Soil moisture dynamics in water-limited cropping systems of the southern Great Plains

Abstract

In this dissertation we present and discuss four research questions about the role of water in the water-limited cropping systems of the southern Great Plains. i) Why are wheat yields near stagnation in the southern Great Plains? Grain yield and growing season rainfall for a total of 19 Oklahoma counties were analyzed. Current yields represent 74% of the maximum attainable yield but only 30% of water-limited potential yield at state level. Wheat yields were often limited by factors other than growing season rainfall amount. ii) Is it possible to develop a simple and accurate tool to measure in situ vegetation conditions to inform crop models and in-season management decisions? A new tool called Canopeo was designed to quantify green canopy cover from digital images and videos. The rapid image processing and the accurate values of green canopy cover make Canopeo a useful tool with potential to better manage grazing and improve soil moisture estimations in winter wheat cropping systems. iii) Can we directly use soil moisture observations under grassland to represent the soil moisture condition of nearby wheat cropland? Grassland and winter wheat soil moisture dynamics were analyzed for 78 Oklahoma Mesonet stations. The use of a neural network as an observation operator proved to be effective to capture the main soil moisture dynamics under winter wheat cropland. This study revealed that there is inscribed information in the soil moisture time series under grassland vegetation that allow estimates of soil moisture in nearby cropland. iv) Do plants growing in the same soil start to decline the transpiration rate at higher soil water contents under higher atmospheric demands?
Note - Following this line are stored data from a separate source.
PR #53, opened 2024-10-08
chore(easier-setup): Easier start for new developers

JumpLink:
To make it easier for the new developer to get started, I have continued to work on the developer experience:

* Easy startup, where everything needed to start can be done in the root directory.
* The `docker-compose.yml` and the corresponding `.env` are now in the root directory.
* `vite` and `tsc` no longer clear the screen in watch mode, which previously caused important information to be lost in the console.
* To be able to disable the `clearScreen` option I also updated `vite` and the plugins used.
* README.md updated for an easy start.
* Added information to the backend`s README.md on how to make a test purchase with a test credit card.
* I have also added a few new scripts to the `package.json`, for example `presetup` which should be executed before the first start of the container stack and `setup` which should be executed when the container stack is running.


wpf500 (approved):

wpf500:
This is great. As a next step (in a separate PR), how about resolving #1 and moving the router into this repo? Then the docker-compose file can have it as a service and we can delete all the proxy config from the frontend.

PR #55, opened 2024-10-11
chore(github): Set deno to v1.x for Github Actions

JumpLink:
Deno v2 is released but we are using v1 so far. For v2 we need a separate PR.

This is a simper version of #54.


JumpLink:
Since this PR does not contain any changes but only enforces Deno v1 as we have used it so far, I am free to merge it directly

PR #56, opened 2024-10-11
chore(github): Fix action: Location of .env has changed

JumpLink:
Another GitHub Action error that only occurred in main and was therefore previously unnoticed similar to #55.

I have also moved the copying of the .env for the frontend to the package.json of the frontend, which should be clearer


JumpLink:
I have also merged this directly so that `main` will hopefully run without errors for future changes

What is the nature of that relationship? Corn plants were grown in a controlled-environment chamber under atmospheric demands of 4.8 and 8.4 mm d-1 reference evapotranspiration. Relative plant transpiration rate (actual rate/potential rate) started to consistently decline at a soil matric potential similar to that at the inflection point of the soil water retention curve, regardless of the atmospheric demand. A double exponential function proved effective to describe the relationship between relative transpiration and soil matric potential for different soil and atmospheric demands.